И конечно же, саму себя.

Людмила Жуковская

Горгулья

Я возвращаюсь проведать свой город, маленький и пыльный. Летом он весь залит солнцем, по улицам бродят только растерянные матери с колясками. Дети играют в песке. Вот мой дом – девять этажей, серый кирпич. Рябина под окном – пока еще зеленая. Я брожу, задумавшись, и оказываюсь вдруг перед высоким острозубым забором: ворота закрыты. Во дворе – нежно-голубое трехэтажное здание. Стены его напоминают цветом старую мозаику – они состоят из мелких бледных плиток. Что-то тревожит меня. Я начинаю вспоминать: песок, камень, земля… То же здание, но десять лет назад. Усмехаюсь про себя: на моей личной карте города на него следовало бы повесить мемориальную табличку «Здесь родилась, жила и умерла Горгулья».

…Зима, 2011 год. Я ставлю будильник на пять утра, чтобы проснуться и понять, что мне не надо никуда идти. Это моя маленькая тайна. Спать еще два часа или лежать в темноте и смотреть, как тени от фар бродят по потолку. Идет снег – он всегда был и всегда будет. Мир замерзает – узоры проступают на оконном стекле. Когда меня спрашивают, кем я хочу быть, я лгу: говорю, что буду врачом или учителем. А на самом деле я просто не верю, что не умру. Мне все кажется, что жизнь моя закончится раньше, чем школа.

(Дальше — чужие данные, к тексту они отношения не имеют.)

PR #2382, opened 2020-02-12
Avoid fatal errors when permanently deleting registrations

joshfeck:

This doesn't fully solve the problem (the problem being there's a registration without a transaction) but it does avoid a fatal error and displays an error message instead. I'm not sure how some sites are ending up with registrations without transactions, but we've seen more than a few reports lately. Including:
https://eventespresso.com/topic/error-message-when-trying-to-delete-something-in-the-trash/
https://eventespresso.com/topic/permanently-delete-from-trash-errors/
https://eventespresso.com/topic/error-from-word-press/
https://eventespresso.com/topic/500-errors-critical-error-on-wordpress/?view=all#post-306784

## How has this been tested

- [x] Trash a registration 
- [x] directly manipulate the database and remove the related transaction's row in the db (or give it a new TXN ID if you want to change it back later)
- [x] Go to Event Espresso > Registrations > Trash and try to permanently delete the registration

## Checklist

* [x] My code is tested.


sethshoultes:
Looks like this fixes the fatal error and shows an error notice instead:
image

PR #2393, opened 2020-02-13
Check for event object before generating iCal file

joshfeck:

In the current version (and past versions) of EE4 if you delete an event, its related datetimes are not deleted. One problem that can happen is if there's an email with an ical link, and you click on it, and the event has been deleted, the server will return a fatal error. This PR adds a check to avoid the fatal error. 

## How has this been tested

- [x] Create an event
- [x] View the event in another browser window/tab
- [x] Trash, then perm. delete the event
- [x] switch back to that other browser window/tab (don't refresh!) and click the iCal link that's displayed next to the datetime
While you will not get an iCal file, you will not get a fatal error 
- [x] Also test an iCal link on a regular un-deleted event 

## Checklist

* [x] My code is tested.


sethshoultes:
The fatal error is gone and shows a blank page if the iCal link is clicked.

PR #2515, opened 2020-03-09
IconMenuItem Refactor; closes #2481.

### LINKED ISSUE #2481: IconMenuItem Changes
- see `\application\ui\display\IconMenuItem`

- originally a wrapper for Icon buttons added to an `EntityActionMenu` that would also show a count for related entities, but will likely have other uses.

- rename component/folder to `ItemCount` and update any references accordingly

- remove div wrapper and **remove clock !?!?!** (dunno why that was even there)

- add `showZero` and `offset={[-5, 5]}` props to Badge

- apply following classes to Badge component:

     - incoming className prop if one exists
     - generic class like `ee-item-count`
     - `ee-item-count--has-items` if incoming `count` prop is greater than zero
     - `ee-item-count--no-items` if incoming `count` prop is zero

- edit scss file and:

     - remove non-applicable styles
     - update class names to match above (following BEM)
     - remove pretty much everything except background color since AntD takes care of the rest
     - use background color vars currently in use in `ee-has-items` and `ee-no-items` classes

- import into `AssignDatesButton` and `AssignTicketsButton` and wrap those buttons with new ItemCount component

- figure out how to get count of related entities from Apollo cache and use that for the value of the `count` prop (talk to Manzoor about how to do this, unless you happen to be Manzoor, in which case simply mutter to yourself)

nicolad:
Closes: https://github.com/eventespresso/event-espresso-core/issues/2481


nicolad:
here badge is crossing the card edge: 

image
***
one solution might be to display badge on the left side, but not sure if that is the best idea:
image
***

another option would be to remove paddings from the middle block:
image

assets/src/application/ui/display/ItemCount/index.tsx
```diff
@@ -0,0 +1,28 @@
...
+
+import './style.scss';
+
+interface ItemCountProps extends BadgeProps {
+	children?: React.ReactNode;
+	id?: string;
+	showClock?: boolean;
+}
+
+const ItemCount = ({ children, count, ...props }: ItemCountProps) => {
```
manzoorwanijk:
```suggestion
const ItemCount: React.FC<ItemCountProps> = ({ children, count, ...props }) => {
```

assets/src/application/ui/display/ItemCount/index.tsx
```diff
@@ -0,0 +1,28 @@
+import React from 'react';
+import { Badge } from 'antd';
+import { BadgeProps } from 'antd/lib/badge';
+import classNames from 'classnames';
+
+import './style.scss';
+
+interface ItemCountProps extends BadgeProps {
+	children?: React.ReactNode;
```
manzoorwanijk: You don't need to add `children` here when the type is `React.FC`

assets/src/application/ui/display/ItemCount/index.tsx
nicolad: thx :bowing_man:

assets/src/application/ui/display/ItemCount/index.tsx
nicolad: updated, thx

PR #2528, opened 2020-03-10
Refactor Loading Indicator and Migrate Loading Notice; closes #2360.

### LINKED ISSUE #2360: Refactor Loading Indicator and Migrate Loading Notice
I'm thinking that we will require more than one type of component for providing feedback on loading states:

- a "Loading Notice" for showing that a large collection, such as an entire list of entities or new admin screen, is in the process of being loaded. This would be used as placeholder for a list or screen or form when it is loading.

- a smaller "Loading Indicator" for providing user feedback when an action such as saving or deleting is in progress. This could be embedded in other components such as buttons.

### Loading Notice

- see `assets\ZZZ\components\ui\loading-notice`

- move to `assets\src\application\ui\display\loadingNotice`

- can use `<Spin size="large" />` from https://ant.design/components/spin/

- should be rendered inside a large container with an accompanying notice

- can also be wrapped around a container (ie: container is child) which will fade container

### Loading Indicator

- move to `assets\src\application\ui\display\loadingIndicator\`

- delete `assets\src\application\ui\display\LoadingIndicator.js`

- can use https://ant.design/components/spin/ with loading icon:

```js
const antIcon = <Icon type="loading-3-quarters" spin />;
ReactDOM.render(<Spin indicator={antIcon} />, mountNode);
```

nicolad:
- Closes: https://github.com/eventespresso/event-espresso-core/issues/2360


assets/src/application/ui/display/loadingNotice/types.ts
```diff
@@ -0,0 +1,8 @@
+import { SpinProps, SpinSize } from 'antd/lib/spin';
+
+export interface LoadingNoticeProps {
+	className?: string;
+	loading?: boolean | SpinProps;
```
nicolad: the same approach as here: https://github.com/ant-design/ant-design/blob/master/components/list/index.tsx#L44

assets/src/application/ui/display/loadingNotice/LoadingNotice.tsx
```diff
@@ -0,0 +1,28 @@
...
+import classNames from 'classnames';
+import { Spin } from 'antd';
+import { _x, sprintf } from '@wordpress/i18n';
+
+import { LoadingNoticeProps } from './types';
+
+const LoadingNotice: React.FC<LoadingNoticeProps> = ({ children, loading, size, ...props }) => {
+	const className = classNames(props.className, 'ee-loading-notice', `ee-loading-notice-${size}`);
+	const tip = props.tip || sprintf(_x('loading%s', 'loading...', 'event_espresso'));
+	let loadingProp = loading;
```
nicolad: the same as here: https://github.com/ant-design/ant-design/blob/master/components/list/index.tsx#L184

assets/src/application/ui/display/loadingNotice/LoadingNotice.tsx
```diff
@@ -0,0 +1,28 @@
...
+
+	if (typeof loadingProp === 'boolean') {
+		loadingProp = {
+			spinning: loadingProp,
+		};
+	}
+
+	return (
+		<div className={className}>
+			<Spin size={size} tip={tip} {...loadingProp}>
```
nicolad: wrapped as here: https://github.com/ant-design/ant-design/blob/master/components/list/index.tsx#L278

assets/src/application/ui/display/loadingIndicator/LoadingIndicator.tsx
```diff
@@ -0,0 +1,12 @@
+import React from 'react';
+import { LoadingOutlined } from '@ant-design/icons';
+import { Spin } from 'antd';
+import { SpinProps } from 'antd/lib/spin';
+
+const LoadingIndicator: React.FC<SpinProps> = (props) => {
+	const antIcon = <LoadingOutlined style={{ fontSize: 24 }} spin />;
+
+	return <Spin indicator={antIcon} {...props} />;
```
nicolad: result: https://codesandbox.io/s/8oy2s

nicolad:
The output of `LoadingNotice`:
Peek 2020-03-10 11-32

assets/src/application/ui/display/loadingIndicator/LoadingIndicator.tsx
```diff
@@ -0,0 +1,12 @@
+import React from 'react';
+import { LoadingOutlined } from '@ant-design/icons';
+import { Spin } from 'antd';
+import { SpinProps } from 'antd/lib/spin';
+
+const LoadingIndicator: React.FC<SpinProps> = (props) => {
+	const antIcon = <LoadingOutlined style={{ fontSize: 24 }} spin />;
```
manzoorwanijk: We should avoid inline styling or at least avoid using object literals in JSX attributes. It creates unnecessary rerenders.

nicolad: it was based on antd example:
image

nicolad: but I do agree with your comment, thx, suggestion applied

некрасивая, какая же ты некрасивая, мне стыдно сидеть с тобой, что на тебе за туфли, у меня такие бабушка носит

Я встаю и сажусь к столу. В первом ящике четыре маленьких лезвия, извлеченных из безопасной бритвы. Я достаю одно, верчу в пальцах. Потом прижимаю к предплечью и слежу, как выступают капельки крови. Прижимаю еще раз и смотрю не отрываясь: это я, это мое тело, вот оно чувствует боль, значит, оно живое. Значит, я еще здесь. За полторы четверти шестого класса руки мои покрылись ожогами и порезами. Теперь я могу заплакать – звенит стекло, приходит большой ветер. Остается несколько минут, а затем прозвенит будильник и начнется день. День – это плохо.

уходи, вали отсюда, вот мы тебя встретим, и тогда тебе мало не покажется, что ты смотришь на меня, прекрати пялиться

У меня нет ни одних джинсов – только юбки. Мама шила их сама. Девочке, особенно христианке, полагается ходить в юбке. Я вхожу в класс и слышу, как они смеются.